1. Designing the baord
For this week, I want to learn how to detect how close my hands are to the board, and I think it’s a perfect time to try out directly measuring capacitance with a simple circuit, where nothing is covered up by a sensor. I based the board design on Neil’s hello.load.RP2040 demo on the website (Demo), and added more header pins for hooking up a LCD next week.
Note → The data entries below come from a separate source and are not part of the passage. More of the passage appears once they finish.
PR #4609, opened 2025-01-15
KTOR-7194 Deferred session fetching for public endpoints

bjhham:
**Subsystem**
Server, Sessions

**Motivation**
[KTOR-7194](https://youtrack.jetbrains.com/issue/KTOR-7194) SessionStorage.read() is called for non-authenticated routes and static assets

**Solution**
This change provides an option in the sessions configuration `deferred = true` that defers session retrieval until it is used in the request.

This works by introducing a `CurrentSession` implementation that uses lazy retrieval to avoid unnecessary calls to the backing storage.

### DIFF
--- a/ktor-server/ktor-server-plugins/ktor-server-sessions/common/src/io/ktor/server/sessions/SessionDeferral.kt
+++ b/ktor-server/ktor-server-plugins/ktor-server-sessions/common/src/io/ktor/server/sessions/SessionDeferral.kt
@@ -1,0 +1,12 @@
+/*
+ * Copyright 2014-2025 JetBrains s.r.o and contributors. Use of this source code is governed by the Apache 2.0 license.
+ */
+
+package io.ktor.server.sessions
+
+import io.ktor.server.application.ApplicationCall
+
+/**
+ * Creates a lazy loading session from the given providers.
+ */
+internal expect fun createDeferredSession(call: ApplicationCall, providers: List<SessionProvider<*>>): StatefulSession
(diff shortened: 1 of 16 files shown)


ktor-server/ktor-server-plugins/ktor-server-sessions/common/src/io/ktor/server/sessions/SessionsConfig.kt
```diff
@@ -18,6 +18,13 @@ public class SessionsConfig {
      */
     public val providers: List<SessionProvider<*>> get() = registered.toList()
 
+    /**
+     * When set to true, sessions will be lazily retrieved from storage.
+     *
+     * Note: this is only available for JVM in Ktor 3.0
+     */
+    public var deferred: Boolean = false
```
e5l, line 26: I would mark it with OptIn and look for a better explaining name

e5l: Maybe we should have a system property (like `io.ktor.server.sessions.lazycreate`) for this instead

e5l (changes requested):

ktor-server/ktor-server-plugins/ktor-server-sessions/common/src/io/ktor/server/sessions/SessionsConfig.kt
bjhham: Good idea, this way we don't need to change the API 👍

ktor-server/ktor-server-plugins/ktor-server-sessions/common/src/io/ktor/server/sessions/SessionDeferral.kt
```diff
@@ -0,0 +1,16 @@
+/*
+ * Copyright 2014-2025 JetBrains s.r.o and contributors. Use of this source code is governed by the Apache 2.0 license.
+ */
+
+package io.ktor.server.sessions
+
+import io.ktor.server.application.ApplicationCall
+
+internal const val SESSIONS_DEFERRED_FLAG = "io.ktor.server.sessions.deferred"
```
e5l, line 9: Please consider documenting this flag

e5l (approved):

My plan is to tie this to my final project and make this a random spiking nervous mouse module, which will increase it’s firing probability when I get closer to it.
The schematic The PCB board layout
I then output the Gerbers file and convert it to .png, but made a mistake initially by didn’t include the “edge” file for the “drill” file, which resulted in a drill file with out a black edge.
Correct trace Wrong exterior
When feeding this .png through the mod programs, it seems fine at first but when inspecting the tool path, you can see it’s trying to mill out every blank space. I didn’t notice this until I see Carvera spending too much time going back and forth, and I stopped the machine and decided to redo it since there’s a line waiting to use Carvera. It looks clean and nice though.
Wasting time milling out the blank space
Reading closely to Cyrus’s documentation, I dropped both the edge file and the drill files together to the Gerbers to png website, and this time it generated the correct outcome, which I went through the same pipeline again and mill it again.
Correct exterior

Milling with Carvera in progress
This time it worked out nice, and the result looks like this:
The board Looks right
Although I have supply-time management in mind and chose to start with a less ambitious project, the supply of my time unexpectedly dropped this week and I didn’t leave enough margin.
Update: For the input device, I later on played with MPU6050 IMU to detect acceleration and angle.
2. Group Assignment
For the group assignment, we probed Jessica’s Hall-effect sensor on the board to look at the changes when a magnet is put close by with an oscilloscope. We did see a bit of things going on, but when looking it with a logic analyzer, all the readings were just 255.